■ EXERCISE DESCRIPTION
In the entries that follow, copy exactly each line from the first through the line with "this request only".

■ RECORDS FOR THE EXERCISE

Issue #1079, opened 2017-11-23
Advanced search in globlal search


444nonymous:
Could it be possible to add the individual catalog icon for advanced search also in global search? So, you could also global search by author. 

I understand that global search by genre is also useful for obscure genres with few mangas, or trying to find mangas using a combination of several genres. IE: Drama + Seinen + Sci-Fi + Psychological. Results: "Akira" and similars.

This also relates to the "Clickable authors / artists / genres fields in info tab" option what could open a global search -> https://github.com/inorichi/tachiyomi/issues/1077

Thanks!.

arkon:
This is dependant on the extensions' search functionality.

PR #1139, opened 2017-12-31
Information Page Improvements (click to search, copy to clipboard, etc)

### LINKED ISSUE #860: Clickable author and genre fields in info tab
New feature. it will help find mangas by the same author or genre. It can open a search in catalogs.

### LINKED ISSUE #1098: Latest Chapter Date in Info Page
It would be great if we could see the `date` of the latest chapter that has been updated for a series in it's `info` page. It could go under `last chapter`.

### LINKED ISSUE #1127: Click to copy Manga Name
Hi Guys, *[Feature Request]

Ist possible to implement click to copy manga name from manga page
This would make it easy to search in other source or to just search inside my library.

im aware there is #860 #1077 & #1079 but this NOT click to global search
this request only for "click to copy - manga name"
of course it would be great if "click to copy" can expand to others such as genre, author or artist , until click to global search implemented for genre, author or artist.

Thank You.

### LINKED ISSUE #1141: Full Manga Name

■ TASK SOLUTION
Issue #1079, opened 2017-11-23
Advanced search in globlal search


444nonymous:
Could it be possible to add the individual catalog icon for advanced search also in global search? So, you could also global search by author. 

I understand that global search by genre is also useful for obscure genres with few mangas, or trying to find mangas using a combination of several genres. IE: Drama + Seinen + Sci-Fi + Psychological. Results: "Akira" and similars.

This also relates to the "Clickable authors / artists / genres fields in info tab" option what could open a global search -> https://github.com/inorichi/tachiyomi/issues/1077

Thanks!.

arkon:
This is dependant on the extensions' search functionality.

PR #1139, opened 2017-12-31
Information Page Improvements (click to search, copy to clipboard, etc)

### LINKED ISSUE #860: Clickable author and genre fields in info tab
New feature. it will help find mangas by the same author or genre. It can open a search in catalogs.

### LINKED ISSUE #1098: Latest Chapter Date in Info Page
It would be great if we could see the `date` of the latest chapter that has been updated for a series in it's `info` page. It could go under `last chapter`.

### LINKED ISSUE #1127: Click to copy Manga Name
Hi Guys, *[Feature Request]

Ist possible to implement click to copy manga name from manga page
This would make it easy to search in other source or to just search inside my library.

im aware there is #860 #1077 & #1079 but this NOT click to global search
this request only for "click to copy - manga name"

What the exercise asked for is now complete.